According to Michael Matthay, MD, critical care specialist and professor of medicine and anesthesia at the University of California at San Francisco (UCSF), there are around 200,000 patients per year who have acute respiratory failure in the United States. The mortality rate is around 30 to 40 percent. Matthay and colleagues hope that they will be able to reduce the mortality rate by developing a cell-based therapy.
Matthay and Jae-Woo Lee, MD, Kathleen Liu, MD, MAS, PhD, and Carolyn Calfee, MD, MAS, associate professors of medicine and anesthesia, are working on developing cell-based therapies he hopes will reduce mortality in patients with acute respiratory distress syndrome. This syndrome is a major cause of acute respiratory failure in critically-ill patients.
The group of researchers is working to translate these therapies from concept to clinical practice that is handled by UCSF’s Clinical and Translation Science Institute (CTSI). A series of videos is featured on LaunchPad (online source for translational research). LaunchPad is set up to highlight experiences and accomplishments of UCSF’s translational researchers and to support the development of medical products.

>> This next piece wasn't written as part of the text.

PR #160, opened 2026-08-29
feat: real-hardware timing models for the 68030 and 68040

LinuxJedi:
This calibrates the 68030 and 68040 against real silicon. Until now both parts shared the legacy approximation (`(cycles*5+7)/8`, min 2, of the corrected 68000 counts); measurements from a real A4000 show that approximation over-bills plain 68040 execution by ~2-2.5x and misses the 030 in both directions.

**Measurement provenance.** Copperline's new `timing-test/accelprobe.asm` (CopperlineHQ/Copperline#592): a 32-row bootable probe measured against the CIA E-clock, run on a real A4000 with a 25 MHz Commodore 68030 CPU-slot board, a 25 MHz A3640 (68040), and a 50 MHz BFG9060 (68060, cross-checks). All captures are 9600-baud serial streams, two runs per machine; the A3640 pair was byte-identical. The probe's full columns and per-row verdicts live in its header.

According to Liu, getting a novel treatment into clinical trials requires an “Investigational New Drug” (IND) acceptance from the U.S. Food and Drug Administration (FDA). “Preparing the entire IND application for this project was going to be an enormous undertaking that I think we hadn’t really appreciated.” Fortunately, a colleague of Matthay’s from the University of Texas was able to provide a perfect model system and carry out the experiments in collaboration.
The researchers had worked for many years on pre-clinical studies to support proof-of-concept for stem cell therapies known as mesenchymal stem cells (MSCs). These therapies have the potential to treat injuries to a variety of epithelial organs that include lung and kidney disorders. The Bone marrow-derived MSCs have the ability to release proteins and lipids that have potential anti-inflammatory effects and growth factor ability that appears to enhance lung repair.

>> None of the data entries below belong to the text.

PR #162, opened 2026-08-30
perf(decode): decoded fast paths for immediate register bit ops, LINK/UNLK, and MOVEM.L pre/post-increment

rlanday:
## Summary

A slow-path opcode census on a real workload (SimCity 2000 under Systemless, 1.5B instructions of scripted gameplay) showed that five opcodes account for 82% of everything still executed on the undecoded interpret path: `BTST #imm,Dn` alone is 46.8%, followed by `MOVEM.L (SP)+` (11.7%), `MOVEM.L -(SP)` (9.3%), `UNLK` (7.8%) and `LINK` (6.8%) — bit tests in hot loops plus function prologues/epilogues. This change gives all of them decoded fast paths:

- `DecodedMemOp::BitImmDataReg` — BTST/BCHG/BCLR/BSET `#imm,Dn` (long-width register bit ops; only Z is affected, from the pre-modification value).
- `DecodedMemOp::Link` / `Unlk` — **A7 is excluded at decode** and stays on the slow path, preserving the documented trace-blocker contract for `LINK A7`/`UNLK A7` (`blocked_recording_salvages_the_prefix_through_the_last_branch` covers it). UNLK consumes no extension word; the executors advance the PC only past extension words they consume.
- `DecodedMemOp::MovemLongPreDec` / `MovemLongPostInc` — `MOVEM.L list,-(An)` and `(An)+,list` through the fastmem window; a mask that includes the base register bails to the slow path (version-dependent stored/loaded value), as do misaligned pre-68020 addresses and window misses. All bails return before any state mutation.

## Measurements

Paired, interleaved A/B on the deterministic Systemless workload (400M instructions of scripted SimCity 2000 boot-into-gameplay, host `instructions retired` via `/usr/bin/time -l`, periodic screenshots disabled):

| pair | before | after | ratio |
|---|---|---|---|
| 1 | 83,702,875,957 | 78,651,571,443 | 0.9397 |
| 2 | 83,547,556,547 | 78,399,765,486 | 0.9384 |

**−6.10% total host instructions.** Correctness: all four runs end at exactly the same guest tick count (182,168), and the final-frame screenshot is byte-identical between the before/after binaries.

## Validation

- `cargo test` — full suite including the Musashi fixture tests
- New unit tests: mono bit-op semantics and Z-only flags; LINK/UNLK frame roundtrip incl. the `LINK A7` bail; MOVEM.L predec/postinc roundtrip, base-in-mask bail, and PC-untouched-on-bail
- `cargo fmt --check`, `cargo clippy`, `cargo doc` clean

https://claude.ai/code/session_01LnuSFJRzTWFhxrFUMw622y

### DIFF
--- a/src/core/mem_ops.rs
+++ b/src/core/mem_ops.rs
@@ -123,6 +123,22 @@ pub(crate) enum DecodedMemOp {
     MovemWordPostInc {
         base: u8,
     },
+    BitImmDataReg {
+        op: BitOp,
+        reg: u8,
+    },
+    Link {
+        reg: u8,
+    },
+    Unlk {
+        reg: u8,
+    },
+    MovemLongPreDec {
+        base: u8,
+    },
+    MovemLongPostInc {
+        base: u8,
+    },
     /// ADD/SUB/AND/OR/CMP `<ea>,Dn`
     AluToReg {
         op: BinaryOp,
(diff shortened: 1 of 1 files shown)


benletchford (approved):
Reviewed the decoded fast paths against the interpreter and existing trace implementations. Immediate bit operations preserve non-Z flags, LINK/UNLK exclude the generation-sensitive A7 forms, and MOVEM bails before mutation for alignment, window, empty-mask, and base-in-list cases. The branch rebases cleanly onto current master; formatting, the complete all-feature suite, and strict Clippy pass.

So far, pre-clinical information indicates that these cells in vitro and in small and large animal models appears to be working. The problem is to get a source for clinical-grade MSCs. Lui credits “serendipity” and “six degrees of separation” for leading them to a collaborator at the University of Minnesota who creates the cells used in the team’s cell-based therapy. The experience “speaks to how much of science is making connections with people who don’t do exactly what you do,” Liu says.
There have been a number of delays in the research which comes from inexperience regarding the IND process and then following a pre-IND consultation. They found that there was more pre-clinical work that needed to be done using a larger animal model. However, serendipity came into play again as it turns out that a colleague at the University of Texas had a model available and accepted to carry out a collaborative effort.

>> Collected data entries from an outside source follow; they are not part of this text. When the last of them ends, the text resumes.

PR #168, opened 2026-09-02
perf(trace): bypass admission for compiled exits

rlanday:
## Stack note

This is stacked on #167. Until #167 lands, the comparison against `master`
also contains its nested-forward-call work (and #166 below that). The new
change for this PR is only:

```text
d7cb97c perf(trace): bypass admission for compiled exits
```

## Summary

Bypass exit-admission bookkeeping when a trace has already proven that its
exit target is an exact compiled neighbor.

This reduces actual host CPU work in applications with frequent
compiled-to-compiled transitions:

- SimCity 2000: **-0.861% aggregate host instructions** across three 400M
  pairs (**-0.913% by pair medians**)
- Lemmings: **-1.170% host instructions** across two 200M pairs
- 3 in Three, System's Twilight, and EV Override: within +/-0.03% host
  instructions (neutral)

The patch changes no trace-admission thresholds, cache ownership, generated
code, validation, chaining depth, guest instruction counts, or modeled 68k
cycles.

## What was unnecessarily expensive

After a compiled trace exits, `try_execute` determines whether the exit was:

- a guarded branch side exit;
- a clean completion onto a compiled link target; or
- a seeded dynamic exit such as #167's `CallExit`/`ReturnExit` continuation.

The steady-state action for an exact compiled target is simply `Chain`: enter
that trace, subject to the existing watch and chain-budget rules.

Previously every qualifying exit called `note_trace_exit`. That function is
primarily the admission-policy state machine for targets which are not yet
compiled. Before it can return `Chain` for an already-compiled target, it:

1. recomputes the direct-mapped trace-cache index;
2. clears the target's durable linear-deferral entry;
3. probes the two-way earned-call-permission table;
4. probes the two-way structural-rejection table; and
5. rechecks the cache slot, full PC, and CPU model.

Those operations are useful for empty, counting, rejected, aliased, and
wrong-CPU slots. They cannot affect the decision for an exact compiled
neighbor. A successfully compiled head has already cleared its durable
linear-deferral marker, and the other two side-table probes are read-only.

This became visible after #167 made SC2K's caller/callee/continuation graph
compile successfully. In its 400M opportunity profile, the hottest trace
chained 3,097,192 times and its descendants retired 65,686,660 guest
instructions. A 20-second production stack sample attributed 288 of 15,796
top-of-stack samples (1.82%) directly to `note_trace_exit`; some related lookup
and hashing work was attributed separately.

## The fast path

`try_execute` now resolves the exact compiled-neighbor case before calling the
admission helper:

- a clean link reuses the `compiled_head_at` result it already computed;
- guarded and seeded exits perform that exact slot/PC/CPU lookup once;
- an unwatched exact compiled target returns `Chain` directly;
- a watched exact compiled target still refuses to chain, preserving the
  runner-visible boundary; and
- every noncompiled or mismatched target still enters `note_trace_exit`
  unchanged.

Cache replacement and self-modifying-code invalidation naturally remove the
exact compiled slot. The next exit then falls through to the unchanged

At this point, Matthay and colleagues have accumulated pre-clinical data and have funding to carry out Phase 2 trials. Unfortunately, the National Institutes of Health Heart, Lung and Blood Institute (NHLBI) that funded the Phase 2 trial does not cover the required Phase 1 trial focusing on safety. Additionally, no trials could be started without IND approval.
As luck would have it, the Catalyst Awards came to the researchers rescue. The Catalyst Awards and their advisor Dave Savello were able to fill in gaps in knowledge and lead the researchers to experts that could aid with the components of the IND they didn’t know how to work with. The Catalyst Awards helped Matthay and Liu to develop a framework for their clinical trials. This led to approval of an IND for a Phase 1 trial. Their first patient was enrolled at UCSF in early July 2013.